Bryoria kockiana

Scientific classification
- Domain: Eukaryota
- Kingdom: Fungi
- Division: Ascomycota
- Class: Lecanoromycetes
- Order: Lecanorales
- Family: Parmeliaceae
- Genus: Bryoria
- Species: B. kockiana
- Binomial name: Bryoria kockiana Velmala, Myllys & Goward (2013)

= Bryoria kockiana =

- Authority: Velmala, Myllys & Goward (2013)

Species of lichen

Bryoria kockiana (Kock's horsehair lichen) is a species of horsehair lichen in the family Parmeliaceae. It is found in North America, where it grows from the branches of conifer trees.

==Taxonomy==
The lichen was described as a new species in 2013 by Saara Velmala, Leena Myllys, and Trevor Goward. The type specimen was collected in Fairbanks, Alaska in July 2011. The specific epithet kockiana honours Henry Kock, a horticulturalist from Ontario whose widow won an environmental fund-raising auction to purchase the right to name the species. It had previously been assigned to Bryoria implexa, but genetic analysis showed that this species is restricted in distribution to Europe and Asia, and its North America counterpart represented a different species.
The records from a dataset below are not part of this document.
PR #910, opened 2024-06-14
Fix monitor contentsignature checks

oskirby:
It turns out that the monitor integration test has been failing for a while now because the `contentsignature` signer type is not required to provide an X5U for signature verification, but the monitor check is reusing the verification code from `contentsignaturepki` which does require an X5U and the public key comes from slightly different places in each case.

If you look a little closer at the monitor integration tests, you will find errors like this:
```
Verifying content signature from signer "appkey1"
Response from signer "appkey1" does not pass: content signature response is missing an X5U to fetch
Response was: {Ref:8pa9gsxl0nxk3vmthnxqgjx0r Type:contentsignature Mode:p384ecdsa SignerID:appkey1 PublicKey:MHYwEAYHKoZIzj0CAQYFK4EEACIDYgAE7oM/ewOhz6qtHyQhqJvT3SiefGPWqGwEUAZGVkuSIwvteVKrd8jnAjHYyCaYpIg9Vo10WnhXvm96L3KAbOE6Cyu3fMtKhZZIMf+Qqes9+66ae/NTeIWlDiGrjNeD+ClM Signature:nCTEFViv7rIioqm4fmD38-iyx38fL20ryNlZQGan4T2k83cCOG7TI9tufKzjpEGR7r0DNBZUsr8KrURccQA9qobqjOPBkbnzjztKqsYAZchfLrbLCjlcigW6LxFsIXzM SignedFile: SignedFiles:[] X5U: SignerOpts:<nil>}
Verifying content signature from signer "appkey2"
Response from signer "appkey2" does not pass: content signature response is missing an X5U to fetch
Response was: {Ref:27u8rhwzevdl020v7mr9xyd6ij Type:contentsignature Mode:p256ecdsa SignerID:appkey2 PublicKey:MFkwEwYHKoZIzj0CAQYIKoZIzj0DAQcDQgAEMdzAsqkWQiP8Fo89qTleJcuEjBtp2c6z16sC7BAS5KXvUGghURYq3utZw8En6Ik/4Om8c7EW/+EO+EkHShhgdA== Signature:4ys9GWOTXzoQjWNKObIY3B4PubtYSaVeCj1uW0ZMx8x45kQedtCHEX8N2vyN8DU4hggwYWcA7Gj1rFq7eXaU9Q SignedFile: SignedFiles:[] X5U: SignerOpts:<nil>}
```

To fix this, we need a to add a proper verification algorithm for `contentsignature` and use it in monitor when there's no X5U present. To do this, we add two new methods:
 - `contentsignature.VerifyResponse`: Accepts a `formats.SignatureResponse` from the `/sign/data` endpoint and performs a check of the ECDSA signature, and
 - `contentsignature.VerifyResponseHash`: Does the same thing, but checks the result of the `/sign/hash` endpoint.

Some food for thought: it is awkward that the `contentsignature` algorithm calculates its hashes differently in both the `/sign/hash` and `/sign/data` cases, which means that this is the only signature type where we need the context of the signing call to perform signature validation.

It would also be a good idea to check that when an X5U is present, the public key of the leaf/EE certificate matches the PublicKey returned in the signature.

### DIFF
--- a/handlers_racing_test.go
+++ b/handlers_racing_test.go
@@ -168,7 +168,11 @@ func TestSignaturePass(t *testing.T) {
 					t.Fatalf("in test case %d on endpoint %q, error '%v' in response %d;\nrequest was: %+v\nresponse was: %+v failed to decode input",
 						i, testcase.endpoint, decodeErr, j, testcase.signaturerequests[j], response)
 				}
-				err = contentsignature.VerifyResponseHash(rawInput, response)
+				if req.URL.RequestURI() == "/sign/hash" {
+					err = contentsignature.VerifyResponseHash(rawInput, response)
+				} else {
+					err = contentsignature.VerifyResponse(rawInput, response)
+				}
 			case xpi.Type:
 				err = verifyXPISignature(testcase.signaturerequests[j].Input, response.Signature)
 			case apk2.Type:
--- a/handlers_racing_test.go
+++ b/handlers_racing_test.go
@@ -163,10 +163,10 @@ func TestSignaturePass(t *testing.T) {
 		for j, response := range responses {
 			switch response.Type {
 			case contentsignature.Type:
-				rawInput, err := base64.StdEncoding.DecodeString(testcase.signaturerequests[j].Input)
-				if err != nil {
+				rawInput, decodeErr := base64.StdEncoding.DecodeString(testcase.signaturerequests[j].Input)
+				if decodeErr != nil {
 					t.Fatalf("in test case %d on endpoint %q, error '%v' in response %d;\nrequest was: %+v\nresponse was: %+v failed to decode input",
-						i, testcase.endpoint, err, j, testcase.signaturerequests[j], response)
+						i, testcase.endpoint, decodeErr, j, testcase.signaturerequests[j], response)
 				}
 				err = contentsignature.VerifyResponseHash(rawInput, response)
 			case xpi.Type:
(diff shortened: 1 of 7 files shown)


handlers_racing_test.go
```diff
@@ -163,10 +163,16 @@ func TestSignaturePass(t *testing.T) {
...
-				err = verifyContentSignatureResponse(
-					testcase.signaturerequests[j].Input,
-					response,
-					testcase.endpoint)
+				rawInput, decodeErr := base64.StdEncoding.DecodeString(testcase.signaturerequests[j].Input)
+				if decodeErr != nil {
+					t.Fatalf("in test case %d on endpoint %q, error '%v' in response %d;\nrequest was: %+v\nresponse was: %+v failed to decode input",
+						i, testcase.endpoint, decodeErr, j, testcase.signaturerequests[j], response)
+				}
+				if req.URL.RequestURI() == "/sign/hash" {
```
jmhodges, line 171: ugh, okay, we def got to delete this type after this

jmhodges (approved):

handlers_racing_test.go
oskirby: If you are referring to the fact that the signature is generated differently in `SignHash()` and `SignData()` - it looks like the same situation exists for `contentsignaturepki`, but it's just that we have no tests covering that scenario.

A later DNA study corroborated the validity of the species.

==Description==
The thallus of Bryoria kockiana, which hangs from branches, can grow up to 27 cm. It is greyish brown or pale brown to brown in colour, which branches 0.1–0.2 mm in diameter. Propagules such as soralia, isidia and spinules are absent from the thallus. Pseudocyphellae (tiny pores that allow gas exchange) are brownish white to white, broad and elongated or filament-shaped and often raised somewhat, measuring 0.2–1.0 mm long by 0.1 mm wide. Lichen spot tests for the thallus are K− or K+ pale yellow, C−, KC−, PD+ yellow; these reactions indicate the presence of the secondary compounds psoromic acid, and sometimes also atranorin.

==Habitat and distribution==

Bryoria kockiana is endemic to North America, where it grows on conifer branches. It has been recorded from Alaska and British Columbia.